We’ve recently encountered a repeated issue with the “Agents” in the TotalMail application that relay between the Mobile Communications provider(s) and TMWSuite, which we have deemed “TotalMail Connection Throttling”.
This has recurred enough that we wanted to highlight the situation and solution applied in case it can assist others with similar issues. If you suspect that you are experiencing this problem then check for the following criteria and behaviors:
COMMON CRITERIA
- Multiple Agent Instances
- High Messaging Volume
- More than ~100 Units
EXHIBITED BEHAVIORS
- Significant Queued Messages/Volumes in the Delivery Agent
- Agents frequently hang or crash when processing messages
- Slow message processing speeds (5+ minutes to leave TotalMail)

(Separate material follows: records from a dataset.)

PR #791, opened 2021-09-22
ETD-394 Upload DSS metadata JSON files to S3

jazairi:

This is additional work toward ETD-394, which involves creating
a DSS-compliant JSON package and submitting a message to the SQS
queue. This particular commit associates metadata JSON objects
with Thesis records, and puts the metadata files in place in S3.

#### Relevant ticket(s):

https://mitlibraries.atlassian.net/browse/ETD-394

This uses Active Storage to attach metadata JSON (i.e., DspaceMetadata
objects) to their Thesis records and upload them to S3. The next
step is to build the SQS message and the job that puts it all together
and submits it to the SQS queue.

We're using StringIO to simulate IO on the serialized JSON string, so
Active Storage will attach it as a file. This doesn't affect the
outcome, but it's worth noting as a fairly unusual approach.

#### Developer

#### Code Reviewer

NO

NO

### DIFF
--- a/test/models/thesis_test.rb
+++ b/test/models/thesis_test.rb
@@ -769,4 +769,28 @@ class ThesisTest < ActiveSupport::TestCase
     new_thesis.update(title: 'updated')
     refute new_thesis.new_thesis?
   end
+
+  test 'supports one DSpace metadata attachment per thesis' do
+    thesis = theses(:one)
+
+    # Add metadata required for DspaceMetadata class
+    file = Rails.root.join('test', 'fixtures', 'files', 'a_pdf.pdf')
+    thesis.files.attach(io: File.open(file), filename: 'a_pdf.pdf')
+    thesis.files.first.description = 'My thesis'
+    thesis.files.first.purpose = 'thesis_pdf'
+    thesis.save
+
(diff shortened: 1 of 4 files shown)


test/models/thesis_test.rb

- Restart Scripts are continually restarting Agents during processing
- Inability to communicate over the network on the Agent machine
VERIFICATION
To ensure this issue is the cause, run the following command in an Command Prompt on the TotalMail Agent machine.
netstat -anop tcp > “OpenSockets.txt”
notepad “OpenSockets.txt”
This exports a list of all currently open network connections in a file called “OpenSockets.txt” and opens it in Notepad.
A typical computer will have a few dozen to a few hundred open sockets. When this issue is occurring you will see THOUSANDS of open Sockets, all of which will say “TIME_WAIT” and have no attached process (0 Process ID at the end).
“TotalMail Connection Throttling” is a conflict with the way that these agents communicate information over the network and the default configured limits within the Windows Operating System.
It works like this:
- TotalMail needs to talk to the SQL Server to get/update/process messages.
- It opens a connection to the SQL Server, sends a brief communication, then closes.
- Windows leaves the connection open as it doesn’t get a definitive close message from the SQL Server or TotalMail.
- After a period of time these are closed. However there are a limited number of connections available.
- If TotalMail opens them faster than they timeout, eventually you run out of connections and everything pauses until more are free.
The default limits in Windows are approximately 4,000 connections and a timeout of 4 minutes. TotalMail can open several dozen connections per message and per agent meaning that if you are processing more than a few hundred messages every 4 minutes or have several instances running in parallel you can run out of connections.
Fortunately, this is easy to remediate. If you adjust the limits in the default configuration to shorten the timeout and increase the possible number of connections you will set the ceiling high enough that it is unlikely TotalMail can fill the connections up before they timeout.
Adjust the following Registry settings.
[HKEY_LOCAL_MACHINE\SYSTEM\CurrentControlSet\Services\Tcpip\Parameters]
“TcpTimedWaitDelay”=dword:0000001e
“MaxUserPort”=dword:0000ffff
“TcpMaxDataRetransmissions”=dword:00000005
“TcpNumConnections”=dword:00fffffe
This sets the Timeout to the floor of 30 seconds (so TIME_WAIT connections are killed after that much time), increases allowed ports and connections to the maximum possible (65K), and lowers the checks for a TIME_WAIT response.
Once these settings are modified, run the following command in an elevated command prompt (which ensures the Operating System won’t try to tune them from what was set).
netsh int tcp set global autotuninglevel=disabled
Finally, reboot after implementing to observe results. Naturally, I encourage a back up of existing settings before changing (though they’re likely set to Windows default values), however making these modifications has proved to be a very expedient remediation to this issue, so I hope it can help a few more.